Source information
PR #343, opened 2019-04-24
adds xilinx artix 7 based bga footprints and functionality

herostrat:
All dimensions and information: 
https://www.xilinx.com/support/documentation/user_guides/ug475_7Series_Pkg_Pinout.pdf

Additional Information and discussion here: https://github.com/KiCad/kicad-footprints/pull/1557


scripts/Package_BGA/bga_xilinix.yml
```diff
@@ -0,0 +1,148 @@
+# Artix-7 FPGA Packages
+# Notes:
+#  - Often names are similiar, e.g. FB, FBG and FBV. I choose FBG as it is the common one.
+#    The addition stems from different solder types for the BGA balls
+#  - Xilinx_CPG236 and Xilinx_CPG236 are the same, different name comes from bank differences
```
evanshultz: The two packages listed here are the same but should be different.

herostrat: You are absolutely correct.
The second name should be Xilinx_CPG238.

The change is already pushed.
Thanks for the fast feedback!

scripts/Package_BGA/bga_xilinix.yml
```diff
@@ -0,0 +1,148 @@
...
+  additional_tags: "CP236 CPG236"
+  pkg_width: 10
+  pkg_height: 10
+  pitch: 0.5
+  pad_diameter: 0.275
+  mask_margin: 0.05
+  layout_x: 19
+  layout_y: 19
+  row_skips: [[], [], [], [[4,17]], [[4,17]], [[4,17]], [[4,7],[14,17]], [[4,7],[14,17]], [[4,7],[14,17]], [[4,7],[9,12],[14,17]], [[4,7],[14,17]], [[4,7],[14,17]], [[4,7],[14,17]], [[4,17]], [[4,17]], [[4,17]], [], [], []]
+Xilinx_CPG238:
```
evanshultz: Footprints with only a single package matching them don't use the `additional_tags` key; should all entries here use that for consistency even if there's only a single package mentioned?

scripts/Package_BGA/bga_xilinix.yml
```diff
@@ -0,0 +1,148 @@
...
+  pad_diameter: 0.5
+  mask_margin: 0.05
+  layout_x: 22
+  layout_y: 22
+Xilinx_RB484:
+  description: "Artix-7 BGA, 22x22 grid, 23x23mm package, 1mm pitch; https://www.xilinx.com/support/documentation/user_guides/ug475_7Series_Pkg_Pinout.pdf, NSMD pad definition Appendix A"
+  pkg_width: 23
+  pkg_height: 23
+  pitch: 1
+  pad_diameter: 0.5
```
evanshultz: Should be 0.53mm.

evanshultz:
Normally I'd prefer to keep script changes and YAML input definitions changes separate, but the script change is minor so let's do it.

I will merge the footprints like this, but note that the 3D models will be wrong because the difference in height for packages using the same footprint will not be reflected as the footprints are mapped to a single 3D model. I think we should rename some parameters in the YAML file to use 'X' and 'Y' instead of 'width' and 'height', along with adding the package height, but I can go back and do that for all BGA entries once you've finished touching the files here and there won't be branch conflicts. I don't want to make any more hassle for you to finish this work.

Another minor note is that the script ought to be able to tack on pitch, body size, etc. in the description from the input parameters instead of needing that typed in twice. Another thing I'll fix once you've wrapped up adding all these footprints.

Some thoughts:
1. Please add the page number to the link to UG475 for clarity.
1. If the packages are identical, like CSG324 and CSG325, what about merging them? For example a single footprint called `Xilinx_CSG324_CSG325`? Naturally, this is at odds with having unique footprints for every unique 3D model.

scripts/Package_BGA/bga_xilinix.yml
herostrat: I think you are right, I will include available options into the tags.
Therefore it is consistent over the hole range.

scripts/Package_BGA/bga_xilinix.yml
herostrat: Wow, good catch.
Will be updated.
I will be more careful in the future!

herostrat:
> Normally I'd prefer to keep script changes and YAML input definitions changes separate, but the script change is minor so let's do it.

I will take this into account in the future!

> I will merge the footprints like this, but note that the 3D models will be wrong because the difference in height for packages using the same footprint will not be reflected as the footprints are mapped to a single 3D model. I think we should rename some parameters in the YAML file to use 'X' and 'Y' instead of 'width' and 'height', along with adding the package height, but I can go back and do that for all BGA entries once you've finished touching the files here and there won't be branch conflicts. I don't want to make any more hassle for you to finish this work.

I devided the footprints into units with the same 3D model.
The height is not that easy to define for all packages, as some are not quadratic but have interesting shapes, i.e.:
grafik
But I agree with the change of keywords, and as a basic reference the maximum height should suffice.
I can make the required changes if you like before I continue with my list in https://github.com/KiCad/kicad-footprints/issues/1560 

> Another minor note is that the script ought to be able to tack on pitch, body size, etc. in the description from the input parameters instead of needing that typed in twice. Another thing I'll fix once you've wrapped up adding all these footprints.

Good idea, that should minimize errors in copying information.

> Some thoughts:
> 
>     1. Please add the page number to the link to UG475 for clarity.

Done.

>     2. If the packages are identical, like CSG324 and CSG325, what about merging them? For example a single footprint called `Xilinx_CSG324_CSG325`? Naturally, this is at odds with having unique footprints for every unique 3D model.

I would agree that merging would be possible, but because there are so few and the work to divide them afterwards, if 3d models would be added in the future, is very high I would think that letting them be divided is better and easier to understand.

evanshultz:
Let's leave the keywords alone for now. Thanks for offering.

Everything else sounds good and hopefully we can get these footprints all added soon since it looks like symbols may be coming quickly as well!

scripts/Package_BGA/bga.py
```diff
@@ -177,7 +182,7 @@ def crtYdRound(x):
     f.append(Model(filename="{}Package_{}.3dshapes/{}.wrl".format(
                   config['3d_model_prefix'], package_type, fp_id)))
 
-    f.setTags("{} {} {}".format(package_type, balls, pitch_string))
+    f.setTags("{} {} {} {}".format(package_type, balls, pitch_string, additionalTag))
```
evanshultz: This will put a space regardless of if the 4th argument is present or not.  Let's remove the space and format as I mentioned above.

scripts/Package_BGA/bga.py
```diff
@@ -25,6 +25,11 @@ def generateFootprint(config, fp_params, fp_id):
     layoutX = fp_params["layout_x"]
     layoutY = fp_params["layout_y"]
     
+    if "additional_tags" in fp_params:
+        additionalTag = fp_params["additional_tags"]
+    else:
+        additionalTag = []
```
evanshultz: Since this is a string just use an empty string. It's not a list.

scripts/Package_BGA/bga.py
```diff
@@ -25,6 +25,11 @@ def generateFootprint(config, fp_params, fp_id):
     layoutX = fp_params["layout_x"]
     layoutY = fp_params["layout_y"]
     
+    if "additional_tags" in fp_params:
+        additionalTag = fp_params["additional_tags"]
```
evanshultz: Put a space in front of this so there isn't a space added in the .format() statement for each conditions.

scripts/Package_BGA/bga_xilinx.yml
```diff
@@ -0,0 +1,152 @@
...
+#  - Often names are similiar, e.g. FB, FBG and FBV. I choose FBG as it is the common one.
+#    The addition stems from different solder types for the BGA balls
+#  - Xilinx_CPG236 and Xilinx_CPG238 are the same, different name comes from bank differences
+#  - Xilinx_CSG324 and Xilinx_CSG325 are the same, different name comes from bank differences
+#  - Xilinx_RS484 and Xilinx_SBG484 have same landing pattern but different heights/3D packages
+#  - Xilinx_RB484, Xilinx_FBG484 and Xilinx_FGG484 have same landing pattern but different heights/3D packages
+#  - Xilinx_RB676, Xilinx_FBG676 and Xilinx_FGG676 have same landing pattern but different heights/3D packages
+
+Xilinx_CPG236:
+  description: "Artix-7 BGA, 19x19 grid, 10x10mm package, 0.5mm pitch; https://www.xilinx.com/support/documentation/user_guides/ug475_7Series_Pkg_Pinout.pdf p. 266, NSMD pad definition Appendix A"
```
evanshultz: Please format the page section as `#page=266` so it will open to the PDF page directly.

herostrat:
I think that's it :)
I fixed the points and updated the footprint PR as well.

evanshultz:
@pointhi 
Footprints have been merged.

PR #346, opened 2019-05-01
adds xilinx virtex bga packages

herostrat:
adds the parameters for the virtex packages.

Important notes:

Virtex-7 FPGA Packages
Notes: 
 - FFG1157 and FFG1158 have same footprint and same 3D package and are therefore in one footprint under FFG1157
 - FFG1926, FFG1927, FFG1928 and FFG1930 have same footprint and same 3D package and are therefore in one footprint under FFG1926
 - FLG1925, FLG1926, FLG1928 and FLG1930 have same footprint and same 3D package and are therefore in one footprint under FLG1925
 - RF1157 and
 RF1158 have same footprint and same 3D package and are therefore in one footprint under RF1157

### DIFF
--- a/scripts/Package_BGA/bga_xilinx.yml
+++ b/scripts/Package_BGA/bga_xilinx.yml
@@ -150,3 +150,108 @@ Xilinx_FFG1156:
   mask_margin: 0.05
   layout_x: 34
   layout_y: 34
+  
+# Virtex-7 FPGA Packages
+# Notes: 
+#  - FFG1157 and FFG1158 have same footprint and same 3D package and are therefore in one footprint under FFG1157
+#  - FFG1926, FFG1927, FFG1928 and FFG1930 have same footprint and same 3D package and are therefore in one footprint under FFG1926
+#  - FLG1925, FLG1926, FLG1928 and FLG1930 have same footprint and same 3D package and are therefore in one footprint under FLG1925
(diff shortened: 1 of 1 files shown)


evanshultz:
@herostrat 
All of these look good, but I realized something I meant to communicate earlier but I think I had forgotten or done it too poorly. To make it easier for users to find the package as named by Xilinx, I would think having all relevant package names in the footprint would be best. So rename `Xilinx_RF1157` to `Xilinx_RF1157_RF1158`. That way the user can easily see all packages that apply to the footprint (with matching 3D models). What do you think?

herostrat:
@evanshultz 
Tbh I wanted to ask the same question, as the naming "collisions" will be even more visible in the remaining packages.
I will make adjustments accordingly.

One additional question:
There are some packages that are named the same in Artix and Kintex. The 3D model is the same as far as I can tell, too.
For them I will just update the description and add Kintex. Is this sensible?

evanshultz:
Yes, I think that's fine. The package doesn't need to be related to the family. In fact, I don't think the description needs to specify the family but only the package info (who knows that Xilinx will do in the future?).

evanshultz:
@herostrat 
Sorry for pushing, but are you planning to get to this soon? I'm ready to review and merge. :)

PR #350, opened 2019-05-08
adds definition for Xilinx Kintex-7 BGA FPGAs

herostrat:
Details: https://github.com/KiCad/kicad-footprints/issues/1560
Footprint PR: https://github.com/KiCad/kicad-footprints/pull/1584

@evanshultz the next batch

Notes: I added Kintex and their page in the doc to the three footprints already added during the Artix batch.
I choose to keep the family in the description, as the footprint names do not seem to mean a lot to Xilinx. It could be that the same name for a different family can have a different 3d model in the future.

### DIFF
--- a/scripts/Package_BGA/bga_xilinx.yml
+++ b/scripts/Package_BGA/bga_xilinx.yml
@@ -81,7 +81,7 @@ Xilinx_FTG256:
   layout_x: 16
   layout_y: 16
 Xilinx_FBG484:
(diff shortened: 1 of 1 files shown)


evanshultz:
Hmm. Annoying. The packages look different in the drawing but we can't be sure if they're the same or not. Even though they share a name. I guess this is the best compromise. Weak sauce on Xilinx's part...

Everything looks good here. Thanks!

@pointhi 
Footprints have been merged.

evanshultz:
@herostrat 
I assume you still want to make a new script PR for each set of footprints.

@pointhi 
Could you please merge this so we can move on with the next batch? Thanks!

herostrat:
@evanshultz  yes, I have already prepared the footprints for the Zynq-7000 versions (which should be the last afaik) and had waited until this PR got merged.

Exercise instructions
Only lines with the string "already" are wanted; please find each one in the listing and copy it.

Answer for the task
The change is already pushed.
Notes: I added Kintex and their page in the doc to the three footprints already added during the Artix batch.
@evanshultz  yes, I have already prepared the footprints for the Zynq-7000 versions (which should be the last afaik) and had waited until this PR got merged.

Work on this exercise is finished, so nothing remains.